The heat came on yesterday. It's August. I have some opinions about that. One of which is: WTF.
Sometimes I feel like I'm wasting my life, or specifically that I'm wasting my summers, working and reading shit online, but then I think: What was I planning to do? Is it a shame that I didn't spend time reading a book under a tree? It is. But then how much of a shame? Not enough to make me prioritize that, clearly. I like my job most of the time. And I like being a person who does what she says she will. And thus I sometimes spend summertime indoors doing projects I should not have agreed to do, and the clouds shift and the cool air rolls in and the shadows lengthen under the tree. Shiver. Existential dread of winter in August. It's not my best look.
But I didn't stay inside the whole summer! I spent six weeks in the US soaking in all the things I love: art, friendship, oysters, cocktails, hard laughter, road trips, the very specific pleasure of knowing someone for a long time. I cried (because I persist in being myself, including one day that I literally flung myself across a bed and howled into a pillow), but MOSTLY I was happy.
And I went to Prague twice to perform, and once went well and once did not. Performance is interesting because you're often saying very personal things to a room full of people who then think they know you, that you've shared something with them individually, and it's intense. Well at my level of fame ("fame") it's totally fine, because there can be connections; I'm still just a person. But I see more famous people trying to continue with that "we are equals" narrative long after they have ceased to be equals with their audience, and it's just... it doesn't work. Back when there were blogs, some blogs got popular and then those writers were only reading other writers of a similar level of popularity, and yet they wanted the people they didn't read to keep reading them. It stopped being sharing and started being performing, competing. They wanted to be adored as equals (ah, we're all just friends!) but they also wanted the power ("power") that came with being popular. [This is also, I believe, the root of a lot of sexual harassment cases: One person wants the pretense of being equals; the other person is keenly aware that they're not really equals. So when the first one takes something or even asks for something from the second one, that's messy].
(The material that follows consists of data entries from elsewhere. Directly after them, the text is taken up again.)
PR #468, opened 2023-09-14
Add ui version to navigation

edlerd:
## Done

- added ui version const
- change navigation version string to include backend and ui

## QA

1. Run the LXD-UI:
    - check version in nav

### DIFF
--- a/src/components/Version.tsx
+++ b/src/components/Version.tsx
@@ -1,26 +1,30 @@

Having never been particularly "in group" OR "out group", please forgive me while I work through observations that possibly were old news to you in high school.
I wouldn't want to be a mean girl. It seems like there's a lot of insecurity involved. It IS true that I didn't get invited to something recently that I felt that I absolutely should have been invited to and I 100% stomped around my living room for almost a week over it. I didn't write a burn book or anything though. I just did some stomping.
I have also been thinking, regarding performance, that I have the very softest space in my heart for things that are amateur, clunky, brave, vulnerable. And I also have a huge amount of available affection for things that are professional, thoroughly considered, perfectly executed. In between, it's a lot about what I ascribe your intent to be and I have found that I have much less patience for things that present as being professional and then fuck it up. And yet is it not at some point cloying to pretend to be less good at something, to play "whoops this guitar just fell into my hands here and I just did a little van Halen thing on it." And even if you're not that good, public self-deprecation requires too much assurance from the audience as a form of participation. Still, I prefer people to err on the side of underestimating themselves, just a bit.
My mind wants to go into a little digression about differences between men and women but I'm pulling it back by the scruff of the neck.
Another thing I am thinking about, which probably ties back into performance but was actually related to art, was the difference between invitation to narrative and invitation to dialogue. Like, some art just raises so much thinking in me. Where does that path lead? Why is she sad? Some artists seem to invite you to think about it on your own, but some artists, for some people, it feels like an invitation to dialogue. And I wonder why that is. Like why people felt the need to hunt down J.D. Salinger but maybe not Harper Lee. I would say that both invite narrative (the reader wants to write or paint or think new thoughts after reading) but Salinger (despite, I think, his intentions) invites dialogue: people wanted to talk with him afterwards. Whereas I think people wrote to Harper Lee but not with the same need to be seen? I'm thinking on it.
I ordered a new pair of shoes online, always so tricky to figure out how they'll look from a photo. They just came in the mail today. They have memory soles. Maybe fall won't be so bad.